Irrationalism, whether secular or religious, represents a rejection of our basic means of survival—our reasoning minds. In her essay “Faith and Force: The Destroyers of the Modern World,” Rand noted the consequences of rejecting reason: “There are only two means by which men can deal with one another: guns or logic. Force or persuasion. Those who know that they cannot win by means of logic, have always resorted to guns.” The entire jihadist attack on free speech serves as a grim reminder that Rand was right. In my essay “At the Heart of the Attacks on Speech, an Attack on Reason,” I examine the role of mysticism and irrationalism in the context of both the Islamist attacks on speech and the ideas motivating the rejection of free speech on America’s campuses.
Altruism is captured in the popular dictum that we are “our brother’s keeper.” It is the doctrine that individuals have no right to exist for their own sakes or to pursue their own happiness as they see fit, but must instead put the interests of others before their own. In Atlas Shrugged, Rand made the point (speaking through John Galt) that “Those who start by saying: ‘It is selfish to pursue your own wishes, you must sacrifice them to the wishes of others’—end up by saying: ‘It is selfish to uphold your own convictions, you must sacrifice them to the convictions of others.’” In “The Twilight of Freedom of Speech,” Onkar Ghate illustrates how this principle is causing the West to sacrifice its convictions—including the conviction that freedom of speech is essential—to the Islamists.
Collectivism follows naturally from mysticism and altruism. It holds that the individual has no real existence or value apart from the group, and that his primary concern should be to devote himself to the “common good.” Collectivism, as Rand put it in “Who Will Protect Us from Our Protectors,” views “man as a congenital incompetent, a helpless, mindless creature who must be fooled and ruled by a special elite with some unspecified claim to superior wisdom and a lust for power.” Thus, Islamists command us to obey the dictates of all-powerful imams, and secular collectivists in America claim that the “collective rights” of the “public” trump the right of the individual to think and say what he wants. I examine one of the most pernicious examples of this latter view in Part 3, which addresses campaign finance laws and the contemporary attack on political speech.

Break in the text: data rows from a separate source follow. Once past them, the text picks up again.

PR #1695, opened 2020-10-06
Rename AddComments function

mathjazz:


abowler2:
It looks like the plural form is also used [here](https://github.com/mozilla/pontoon/blob/master/pontoon/base/forms.py#L318).
Not sure if that is appropriate there either as each comment is sent individually through that form on submission.

If it does need to be changed here then that Form is called in [`base/views.py`](https://github.com/mozilla/pontoon/blob/master/pontoon/base/views.py#L566) as well as used as a reference in comments in `Metadata.js`, `UserNotification.js`, and `Comment.js` which means those will all need to change as well.

mathjazz:
Excellent catch! I've updated the PR with requested changes.

abowler2 (approved):
All looks good!

PR #1697, opened 2020-10-09
Bug 1627655: Update python testing dependencies

PFischbeck:
In preparation for the Django upgrade and other package upgrades, the current testing framework should be up-to-date to catch all warnings.
This PR updates `pytest`, `pytest-django`, `coverage`, `pytest-cov`, `codecov` and `requests_mock`.
As a side effect, the coverage reporting to codecov, which fails currently, will hopefully work again now.


mathjazz:
Thanks for the patch, Philipp!

@jotes Would you have cycles for a review?

jotes (approved):
LGTM :-)

PR #3361, opened 2024-09-20
Created inital test cases for SearchPanel

### LINKED ISSUE #3335: Create tests for Pontoon search options
As part of the Search enhancement, we should create a series of `Jest` test cases to ensure any future changes to `SearchPanel.tsx` don't cause unexpected behaviour.

The test cases should be similar to the ones found in `FiltersPanel.test.js`.

harmitgoswami:
Fix #3335 

This PR creates a file, called `SearchPanel.test.js`, which includes all the `jest` test cases for the new `SearchPanel` component. By adding test cases, any new modifications to the `SearchPanel` feature will hopefully not cause any breaking changes.

Most of the test cases added are very similar to the ones found in `FiltersPanel.test.js`. 

**To test changes**: Open a new terminal and make sure you are in the root directory (`~/pontoon`). Then, execute the following command in your terminal to run only the newly added test cases: 

`npm test -w translate translate/src/modules/search/components/SearchPanel.test.js`


translate/src/modules/search/components/SearchPanel.test.js
```diff
@@ -0,0 +1,96 @@
...
+    const wrapper = mountComponentWithStore(SearchPanelDialog, store, {
+      options: selectedSearchOptions,
+      selectedSearchOptions,
+    });
+
+    for (let option of SEARCH_OPTIONS) {
+      expect(wrapper.find(`.menu .${option.slug}`).hasClass('enabled')).toBe(
+        selectedSearchOptions[option.slug],
+      );
+    }
```
mathjazz, line 30: You could use the same pattern as below:

```suggestion
    for (let { slug } of SEARCH_OPTIONS) {
      expect(wrapper.find(`.menu .${slug}`).hasClass('enabled')).toBe(
        selectedSearchOptions[slug],
      );
    }
```

translate/src/modules/search/components/SearchPanel.test.js
```diff
@@ -0,0 +1,96 @@
...
+
+describe('<SearchPanelDialog>', () => {
+  it('correctly sets search option as selected', () => {
+    const selectedSearchOptions = {
+      search_identifiers: false,
+      search_exclude_source_strings: false,
+      search_rejected_translations: true,
+      search_match_case: true,
+      search_match_whole_word: false,
+    };
```
mathjazz, line 18: We use these defaults a few times. I'd only declare it once and then reuse.

mathjazz (commented):
Nice work!

Why does the title say "initial", but the PR closes the issue? Are there more test coming?

What about the backend tests? Are we going to track them under a separate bug?

It would be great to also cover https://github.com/mozilla/pontoon/pull/3356 with the tests.

pontoon/base/tests/managers/test_entity.py
```diff
@@ -1080,6 +1080,113 @@ def test_mgr_entity_filter_combined(admin, resource_a, locale_a, user_a):
...
+                admin,
+                resource_a.project,
+                locale_a,
+                search="testentity",
+                search_match_case=True,
+                author=user_a.email,
+            )
+        )
+        == []
+    )
```
mathjazz, line 1135: For each search option, it would be nice to have two tests - one where the option is set to True, and one where it is not. I would also organize each search option into a separate test case (function).

pontoon/base/tests/managers/test_entity.py
```diff
@@ -1080,6 +1080,113 @@ def test_mgr_entity_filter_combined(admin, resource_a, locale_a, user_a):
...
+
+    # Test search_rejected_translations
+    assert list(
+        Entity.for_project_locale(
+            admin,
+            resource_a.project,
+            locale_a,
+            search="TestEntity0",
+            search_exclude_source_strings=True,
+            search_rejected_translations=True,
```
mathjazz, line 1169: We should have a separate test case that only tests the `search_rejected_translations` parameter. Separately, I'd create a test case that tests combined filters.

harmitgoswami:
@mathjazz are the test cases that I wrote in `test_mgr_entity_option_combined` what you had in mind when you said "combined filters"?

pontoon/base/models/entity.py
```diff
@@ -924,6 +924,8 @@ def for_project_locale(
             entities = Entity.objects.filter(
                 pk__in=set(list(translation_matches) + list(entity_matches))
             )
+            for e in entities:
+                print(e.string)
```
mathjazz, line 928: Please remove :)

pontoon/base/tests/managers/test_entity.py
```diff
@@ -1080,6 +1080,357 @@ def test_mgr_entity_filter_combined(admin, resource_a, locale_a, user_a):
...
+    )
+
+    # Base case
+    assert list(
+        Entity.for_project_locale(
+            admin,
+            resource_a.project,
+            locale_a,
+            search="testentity",
+            author=user_a.email,
```
mathjazz, line 1114: Ideally, we should construct Base test as:

```python
assert list(Entity.for_project_locale(*args, **kwargs)) == ...
```

And then we'd just modiffy kwargs accordingly. That would mean less repetition and less chance for mistakes.

mathjazz (commented):
Great job! I'd try to reduce more code, see my comment inline.

mathjazz (approved):
\o/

There are many more essays in this volume than those mentioned here, each dealing with various aspects of the attacks on free speech and, importantly, the principles—reason, egoism, and individual rights—that are necessary to defend it. Those familiar with ARI’s work will know that we produce philosophical and cultural commentary in many forms, including not only writings, but courses, talks, and videos as well. For those interested in learning more about how Rand’s ideas apply to the issues covered in this volume, we include a list of further resources at the end.
Ayn Rand saw herself as resurrecting in philosophically stronger form the ideas of the Enlightenment and, in particular, defending the ideas and values on which America, her adopted homeland, was founded. While Rand harshly criticized those who attacked these foundations, her ultimate focus was always on the positive—the ideas and values on which a proper human life should be based. This volume is compiled in the same spirit, and we think you will see that the approach we take at ARI is never simply to criticize bad ideas and trends, but to promote better ones in their place.